Director: “No, no, Ryan, we’re going to need you up another three octaves. Channel 80’s Batman Joker, but on a handful of speed and halfway through a box of whip-its.”
This final result is this.
If the dialogue was great, maybe the voice acting would be suboptimal and grating still, but at least you’d pay attention to the information being conveyed. However, the writing leaves quite a bit to be desired. Since 3D2 Entertainment is a small company, and appears to be staffed by Barcelona natives, some odd sentences here and there are forgiven–and for the most part, the dialogue is understandable, albeit, uninteresting and unnecessary at times. However, mispronunciation is kind of a strike against the game, and it happened enough times to warrant a note: in the words of the great Hermione Granger, it’s “per-FID-ious,” not “per-FYE-dus.” Small details like this can easily take you out of the environment and transport you to your dictionary, wondering why a medical doctor wouldn’t know such things and why on earth you spent four years getting a liberal arts degree to correct the pronunciation of an unimportant line of video game dialogue.

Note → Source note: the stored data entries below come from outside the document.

PR #2226, opened 2015-12-08
try optimize updateTransform

zzm2q:
PS: This pull request is just for discussion because the code is incomplete.

`updateTransform` is called each frame, i found this would cost a lot of time with the following profiling:

In simple terms, the worldTransform of DisplayObject should not be update if it's local transform(position, scale, rotation, anchor ...etc) and the worldTransform of it's parent wasn't changed. This could be done with a flag `transformDirty` in calling chain, review the code of this pull request.

After optimized:

both tow profiling use the Container example of `pixijs/example`

### DIFF
--- a/src/core/display/DisplayObject.js
+++ b/src/core/display/DisplayObject.js
@@ -140,6 +140,8 @@ function DisplayObject()
      * @private
      */
     this._mask = null;
+
+    this._transformDirty = true;
 }
 
 // constructor
@@ -148,6 +150,16 @@ DisplayObject.prototype.constructor = DisplayObject;
 module.exports = DisplayObject;
 
 Object.defineProperties(DisplayObject.prototype, {
+    transformDirty: {
+        get: function()
+        {
+            return this._transformDirty;
+        },
+        set: function(value)
+        {
+            this._transformDirty = value;
+        }
+    },
     /**
      * The position of the displayObject on the x axis relative to the local coordinates of the parent.
      *
@@ -161,6 +173,8 @@ Object.defineProperties(DisplayObject.prototype, {
         },
         set: function (value)
         {
+            if(value === this.position.x) return;
+            this.transformDirty = true;
             this.position.x = value;
         }
     },
@@ -178,6 +192,8 @@ Object.defineProperties(DisplayObject.prototype, {
         },
         set: function (value)
         {
+            if(value === this.position.y) return;
+            this.transformDirty = true;
             this.position.y = value;
         }
     },
--- a/src/extras/index.js
+++ b/src/extras/index.js
@@ -8,6 +8,7 @@
 require('./cacheAsBitmap');
 require('./getChildByName');
 require('./getGlobalPosition');
+require('./optimizeUpdateTransform');
 
 /**
  * @namespace PIXI.extras
--- a/src/extras/optimizeUpdateTransform.js
+++ b/src/extras/optimizeUpdateTransform.js
@@ -1,0 +1,30 @@
+var core = require('../core'),
+    DisplayObject = core.DisplayObject,
+    Container = core.Container;
+
+DisplayObject.prototype.updateTransform = function (transformDirty)
+{
+    transformDirty = transformDirty || this.transformDirty || false;
+    if(transformDirty) {
+        this.displayObjectUpdateTransform();
+        this.transformDirty = false;
+    }
+};
+
+Container.prototype.updateTransform = function(transformDirty) {
+    if (!this.visible)
+    {
+        return;
+    }
+
+    transformDirty = transformDirty || this.transformDirty || false;
+    if(transformDirty) {
+        this.displayObjectUpdateTransform();
+        this.transformDirty = false;
+    }
+
+    for (var i = 0, j = this.children.length; i < j; ++i)
+    {
+        this.children[i].updateTransform(transformDirty);
+    }
+};


ivanpopelyshev:
That will cause too many problems. For example, pixi-spine updateTransform also calls "update()" function.

Default container behaviour is "call updateTransform every frame for visible objects".

There's ParticleContainer that optimizes that doesnt call its children updateTransform(), its optimal for large quantities of sprites in it.

There's pixi-spine gpupatch that does the same but for spine animations with meshes and stuff.

If you want to use dirtyflag, make your own container and use it.

zzm2q:
I don't think this will cause so many problem, every subclass could override `updateTransform` if put dirty flag check in core module(DisplayObject, Container), and these subclasses(for example the Spine class of pixi-spine)  can ignore dirty flag and implements it's logic by itself.

Let's think this again:

```
the worldTransform of DisplayObject should not be update if it's local transform(position, scale, rotation, anchor ...etc) and the worldTransform of it's parent wasn't changed. 
```

why?  In the upper case, whatever you don't call `updateTransform`, the values of the worldTransform will not be changed.

zzm2q:
There are a lot objects is static in a game, it's worth to do dirty check.

englercj:
I think this is something worth investigating. It is definitely a backwards incompatible change to not call updateTransform every frame, but I like the idea for v4.

ivanpopelyshev:
I think that's good idea to use multiple container types in scene: PIXI.Container, PIXI.ParticleContainer, and this one can be called PIXI.DirtyFlagContainer

ivanpopelyshev:
Also, this approach makes impossible some things, like using one position per multiple objects

zzm2q:
well, it's not bad to use DirtyFlagContainer, but it will not apply to those objects extends from DisplayObject such as Sprite, Text...etc

ivanpopelyshev:
Store all previous position of childrens in that container, like angular.js does with watches. Performance will be the same, code will be much cleaner, you wont have to take into account that stuff while writing your own object class.

GoodBoyDigital:
Hey chaps!

This PR is definitely a great discussion point! I have been thinking about quite a bit recently too. 

The current pixi set up assumes things are always moving. this keeps things nice and simple and works really well for the majority of the fast dynamic content people tend to create.

For elements that do not often move I tend to use cacheAsBitmap as it can go a long way to simplify the rendering of static objects.

I am quite keen on the idea of exploring a special type of 'static' mode for pixi objects that we disable by default as I am pretty sure we can have our cake and eat it too for this situation.

ivanpopelyshev:
@GoodBoyDigital 

What do you think about "If you want to change behaviour of standart elements - do it in container" policy? ParticleContainer is a good example of that.

GoodBoyDigital:
yes, that does sound like a really nice idea! We could make a new 'Static' Container. This hi jacks the updateTransform for all the children, and caches as much detail as possible! (for webGL we can even upload a the transform of the static object, so it can move without having to refresh all the children matrix's!)

ivanpopelyshev:
@GoodBoyDigital that's exactly how ParticleContainer works, right?

GoodBoyDigital:
yesir!

ivanpopelyshev:
That wont make canvas fallback faster, because drawImage takes much more time than this calculations.

As for WebGL, particleContainer is already doing good job on that. And you know that Im working on special container for tilemaps and spine animations.

grovesNL:
In a Pixi project I am working on, everything is static but still interactive (`cacheAsBitmap` is not very useful here). For example, dragging a Sprite may cause a Graphics object to be redrawn from scratch because of the Sprite's new position

 I am doing a similar optimization during the render call (a dirty flag decides whether the frame is rendered), but I am definitely interested in optimizations within the library.

zzm2q:
ParticleContainer works well with a lots of dynamic objects on WebGL mode.
`static/dirty` Container override updateTransform of it's children, this's also a good way for v3.
My only question is whether changing an object's method affects hidden class or not. 
(Sorry, I have got carried away)

In general, I want to find a way to optimize these few moving objects.

dcodeIO:
Came here through profiling.

10/10

GoodBoyDigital:
'static/dirty' <- this will be in v4, performance gains are quite impressive! :+1:

dcodeIO:
Appreciated! Is it already sane to give the v4 branch a try, for development I mean?

GoodBoyDigital:
na - its under heavy development at the mo. I would wait a little :)

ivanpopelyshev:
@GoodBoyDigital please dont change default behaviour of the container.

GoodBoyDigital:
@ivanpopelyshev - don't worry man - its all pretty much the same!

GoodBoyDigital:
aiming to keep core API consistent

ivanpopelyshev:
@GoodBoyDigital I have enough time now to review your code and make examples, if you need help :)

GoodBoyDigital:
I certainly will soon! I will keep you all posted on that for sure though - The new WebGL core stuff is nearly ready for review.

ivanpopelyshev:
We'll need bunnymark as first example.

ivanpopelyshev:
By the way, the most awesome thing that can be done in Container easily - is to add variables like "overrideRotation" and "overrideScale" which will override parent rotation and scale if set. That will be VERY handy, its easy and its really a problem. The only problem is that you wont be able to use Identity matrix in getLocalBounds(), you have to preserve the scale.

dcodeIO:
One more thought: Would it be wise to check if the value actually differs, let's say [here](https://github.com/pixijs/pixi.js/blob/dev-v4.0.0/src/core/display/DisplayObject.js#L236) etc.?

```js
var epsilonFloat = 1.0 / (1 << 23)

function approximatelyEqual(a, b) {
    if (a === b)
        return true
    return Math.abs(a - b) < epsilonFloat
}
```

ivanpopelyshev:
Can you please NOT to add this thing to the core?

zzm2q:
@ivanpopelyshev, could you give a example project for me? i really want to know your cases. This behavior looks very transparent to outside of core.

And, so if we can cache the quad info of Sprite if not dirty?

englercj:
@ivanpopelyshev I'm confused by your resistance to this change, if we optimize updateTransform to not run every frame, how does that prevent you from doing pre-frame updates on your own without patching into updateTransform (which was always a hack that was recommended against anyway).

ivanpopelyshev:
@englercj I bet that calculating if there's difference or not will take almost the same time as updateTransform() itself. Also if I add special parameters like "overrideScale" I'll have to change both updateTransform and diff calculation. That's not something that new users will understand. Also, I worked with angular.js too much, and I use diffs in bomber for synchronization, so I understand that they will come with some bugs and some new invariants that we'll have to satisfy. Current pixi behaviour is easy to understand, but with diffs it will be a pain to explain.

ivanpopelyshev:
Actually, can anyone look how threejs handles these?

photonstorm:
three.js uses a property called `matrixAutoUpdate` which controls if the transform matrix is updated each frame or not (and if not you have to do it yourself). It also uses two matrices, one local and one world, and keeps track of when the _world_ matrix needs updating in a boolean.

Personally, for all its hyperbole, I think Famous has a really nice Transform implementation. It's fully 3D, so overkill for Pixi, but has anchor points for rotation, scale and origin, a properly split between local and world matrices, booleans to detect if the position, rotation or scale has changed since the last update and a nice feature called `breakpoint` which can be set on any transform and allows that transform to then override any parent influence.

GoodBoyDigital:
That sounds pretty cool! Currently i have refactored pixi so it now has one world and one local and it caches both. perf wise I think this will be quite nice..

My question would be, whats the best way to invalidate the transform and flag it as dirty? The options as I see it are:

1: Change API so we have x, y, scaleX, scaleY, skewX, skeyY etc.. on the displayObject directly. Each of those properties will be a setter / getter that when changed flags the matrix as dirty.

2: Keep the API and put the getters and setters on the points them selves (position, scale, skew)

3: Use three.js' ```matrixAutoupdate``` style property to move the responsibility over to the user.

For what its worth I am leaning towards option two as it means no API change and we keep the ``set`` function which I think is really useful.

What do you guys think?

photonstorm:
I assume the problem is that in option 2 the `Point` objects have no relationship to the transform, yes? I.e. they are just purely un-observed children of the `displayObject`?

GoodBoyDigital:
yes, option two means I would need to make the point observable something like this:

```
var CachePoint = function(doc){
    
    this.doc = doc;

    this.x = 0;
    this.y = 0;
}

Object.defineProperties(CachePoint.prototype, {
    x: {
        get: function ()
        {
            return this.doc._x;
        },
        set: function (value)
        {
            this.doc.position._x = value;
            this.doc.dirtyTransform = true;
        }
    },

    y: {
        get: function ()
        {
            return this.doc.position._y;
        },
        set: function (value)
        {
            this.doc.position.y = value;
            this.doc.dirtyTransform = true;
        }
    }
});
```

This would mean people could switch to v4 without any major refactoring..

photonstorm:
MelonJS does the same as this too - it uses a `Vec2 Observable` data type, which is basically the same as a Pixi Point just with a parent reference. I would suggest you do something similar (`Observable Point`) and retain `Point` as well, then the API doesn't change, but equally devs using `Point` everywhere don't suddenly get `dirtyTransform` baggage. I guess that is what `CachePoint` above means? Although the name is slightly misleading imho, unless they are truly cached somewhere? :)

ivanpopelyshev:
Lets move everything into displayObject.transform, and make fallback getters/setters in DisplayObject.

GoodBoyDigital:
sounds like a plan! Will look at now. thanks chaps!

ivanpopelyshev:
My proposition:

1. Use Vec2 instead of Point
2. Do not use observable Points, because sprite.position = sprite2.position is VERY USEFUL THING
3. Move all transform into "sprite.transform", that way it will be possible to add/remove fields and use custom transformations. "position, scale and rotation" getters/setters in displayobject can use fields from that transform.
4. Add position/scale/rotation overrides, also skewX and skewY to special advanced transform.
5. if transform.autoUpdate is false, then dont update matrices of container and its children, let the user handle that.

If we do that changes will be minimal, no additional ifs will slow down the game, old code will work just fine, and it will be possible to use custom set of fields in transforms.

photonstorm:
1. I agree it ought to be a Vec2 instead of a Point too, but changing it won't add any benefits - as you'd have to retain Point for API compatibility you're effectively just adding to the bundle size (a tiny bit).

2. Bit of an edge-case (and a very poor design imho), but also true. Having an actual Transform object would be much more sensible.

3/4/5. Agreed, this would be ideal situation. Although I fail to see how 3 new overrides and a boolean `autoUpdate` is going to avoid adding new ifs into the flow ;) It's also API breaking for sure, but then if v4 can't do that, what can?

GoodBoyDigital:
hey chaps! I have updated the v4.0.0 https://github.com/pixijs/pixi.js/tree/dev-v4.0.0 
A shiny new Transform class now exists. there are shortcuts to the points on the displayObject itself, but they are to maintain the current API more than anything else.

There is also a class called TransformStatic which uses observable points and only updates if the user changes a property.

Its certainly very cool having a transform object as it will let people create there own custom ones (such as a transform object featuring 3,4,5 from the list) 

Whilst i'm cool with flipping to using vec2s or gl-matrix, I figured that I would rather finish the pixi structure refactor first and then do a conversion sweep (If we feel its necessary.)

Let me know what ya think!

ivanpopelyshev:
May be its better to make getters/setters for position and scale? Its not possible to use different transform class at this point without changing all that fields too, right?

GoodBoyDigital:
Yo! Do you mean getter setters on the displayobject?

On Tuesday, 19 January 2016, Ivan Popelyshev <notifications@github.com>
wrote:

> May be its better to make getters/setters for position and scale? Its not
> possible to use different transform class at this point without changing
> all that fields too, right?
>
> —
> <https://github.com/pixijs/pixi.js/pull/2226#issuecomment-172694408>.
>


-- 
Mat Groves

*Technical Partner*


ivanpopelyshev:
Yes, this part is what I dont like:

```javascript
this.position = this.transform.position;
```

Its better if it will be the valid way to use:

```javascript
sprite.position = pos1;
```

GoodBoyDigital:
i see, we could use getter setters for the points? That would that add an extra layer of getter / setters mind? Think that would make a diff on perf?

ivanpopelyshev:
That wont affect performance much, and it is backward compatible. We wont have to explain people  "do not assign those things or you'll break transform". If you change positions of 100k elements, do it in the transform.

GoodBoyDigital:
Sounds good! So you think we should have getter setter for position/scale/pivot and also getter setters x/y/scaleX/scaleY/pivotX/pivotY for ease of use?

dcodeIO:
What if...
```js
sprite.position = sprite2.position
```
```js
Object.defineProperty(Point.prototype, "position", {
   get: function() {
       return this.transform.position;
   },
   set: function(value) {
       this.transform.position.x = value.x;
       this.transform.position.y = value.y;
   }
})
```
Pretty much just a shorthand with a stable GC footprint.

ivanpopelyshev:
Guys! Very very significant thing: Dont use booleans for dirty flags. Use ints and increase them. That way some other things will notice that matrix has changed, bounding box will be able to update.

ivanpopelyshev:
https://github.com/pixijs/pixi.js/pull/2303 - thats what Im talking about. Are you sure that you know how correctly use dirty flags?

GoodBoyDigital:
We are looking intot creating a static transform object for v4. Thanks for starting this @zzm2q :+1:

A bigger sin is the story arc. You are investigating disappearances – namely of your father, who you discover is *SPOILER* Benjamin Bennett, but also of the missing students. It’s not that you don’t discover what happened to them. You get an answer early on in-game, but it is a footnote, rather than a chapter of the story. Bioshock was fantastic because of the mind-bending writing–the game’s infamous twist ending made you sit with your mouth agape. The Crow’s Eye is predictable, and it ends the only way it can end, as the plot builds from you, investigating, in a strange place with no context, to you, investigating through puzzles, in a strange place with a little context that feels …. Boring. All these letters and recordings a la Bioshock in the beginning allude to the strange happenings at Crowswood, but towards the end they flat-out state what has happened, who is related to whom, and the “big reveal” in the game’s final sequence has already been pretty clearly outlined by a total stranger you interacted with for ~20 seconds. The first face-to-face interaction raises more questions than it answers, but not in a fun way. It’s more of a “what the fuck” way.

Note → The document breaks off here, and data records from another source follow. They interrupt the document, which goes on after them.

PR #2235, opened 2015-12-11
Properly map position to point when using different target element

twhitbeck:
When using different interactionDOMElement, if the element doesn't have `width` or `height` specified, the `mapPositionToPoint` method fails. This fixes by using `clientWidth` and `clientHeight` instead.


englercj:
Ping @GoodBoyDigital for review.

themoonrat:
the normal interactionDOMElement is the canvas, which has the .width and .height properties, which are effected by the resolution. If you used a different non-canvas based interactionDOMElement, the clientWidth and clientHeight are not effected by the resolution, so (without checking) this PR wouldn't work?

A little studio with a big heart will win me over every time, but only on the strength of their originality and new ideas. I recognize this was an extremely ambitious project for a 6-person development team, the clear and blatant appropriation of successful elements from other games–Portal, Bioshock, and Half-Life 2, among others–absolutely killed it for me. I can appreciate the work and love that went into this project, but 3D2 Entertainment desperately wants to be Valve. And you can’t be Valve when Valve is already Valve.
Considering the circumstances, the team at 3D2 Entertanment did a fantastic job with resources, graphics, and putting together a full, elaborate game and environment with such a small independent staff. But as a game? The Crow’s Eye is a quick, fun puzzler that would be a 6 or 7 out of 10 if it wasn’t so clearly trying to imitate it’s bigger predecessors. If you haven’t played Bioshock or Portal, by all means, it might be worth the $14.99 for you. As for me, I would give it a 4/10, and recommend waiting for a Steam sale before shelling out for The Crow’s Eye.
Esports Edition was provided with a copy of the game by the developer, free of charge, in exchange for an honest review. As with all our reviews, we do not provide positive reviews for games unless they are earned through excellent gameplay. Please review our ethics policy if you have any questions.